Saturday, November 12, 2022

Voting For Democracy

Though control of the House of Representatives and Senate is still not decided, Senator Mark Kelly's win means Republicans need the last two undecided races to win control and the Georgia runoff isn't until December 6.

There is a small chance Democrats could keep control of the House, but more likely is a split Congress and maybe gridlock is the best we can hope for these days.

But Amanda Marcotte points to a positive aspect:
Americans voted in an astonishingly high turnout election. They also did serious damage to [Dear Leader's] best — and possibly only — path toward illegally installing himself in the White House in 2024.
[He] tried to install people into powerful offices who could steal the election for him. And most of them have lost. It doesn't mean we're out of the woods yet. If it's close enough in 2024, he may only need to steal one state in order to pull off a coup.

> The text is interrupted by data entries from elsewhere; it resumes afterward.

PR #3277, opened 2022-02-15
DREIMP-7929: add pod start time to Cassandra status writer

siadat:
Display node's StartTime, when this value is available. We want to make sure nothing breaks even when StartTime is not available. We have added a test for this scenario as well.

Context: DREIMP-7929

### DIFF
--- a/paasta_tools/cli/cmds/status.py
+++ b/paasta_tools/cli/cmds/status.py
@@ -1843,6 +1843,9 @@ def print_cassandra_status(
                 row["Initialized"] = "Yes" if details.get("initialized") else "No"
                 row["Drained"] = "Yes" if details.get("drained") else "No"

And John Stoehr notes that flipping Congress in a midterm election is really a more recent phenomenon (a party can often lose many seats without losing control). 

[T]he conventional wisdom, based on [recent] electoral patterns, said the Republicans would wipe out the Democrats the way they did in 2010.
Then something happened.
Whatever it was (the fall of Roe, probably, and/or the J6 insurrection), it pushed 2 percent of white women, who are unaffiliated with either party, to choose Democratic candidates.
These are respectable white people. These are the Americans who determine which party establishes and maintains a political regime. The GOP has lost the support of respectable white people in a year when they would normally rely on them. If they don’t have that support now, they won’t have that support two years from now.

I'm not sure I'm as optimistic that we're in "a new regime in which a majority favors the ideas and policies of the Democrats over those of the Republicans", but the Republicans built in all kinds of advantages (gerrymandering, etc) and will just barely win the House. It's possible our polarized standoff may last for years to come, but perhaps the transition is in motion. Unfortunately, urgent issues don't allow the luxury of much time.

Update (November 13):  Democrats have retained control of the Senate with Senator Catherine Cortez Masto's win in Nevada.

But Chauncey DeVega reminds us that the fascists are not yet defeated.

In a reasonable society, the Republican Party would have been utterly vanquished or driven to the political margins, but instead it retains its cult-like hold on tens of millions of white Americans. The midterms represented a welcome setback for their movement, but have not altered that fundamental fact.

Update (November 16):  Republicans are projected to win control of the House of Representatives. So, that sucks. 

Update (December 10):  Senator Warnock was re-elected in Georgia, but Senator Sinema mucks things up by switching to "independent" in party affiliation. The Senate will still have a chance to do more useful things than investigate Hunter Biden.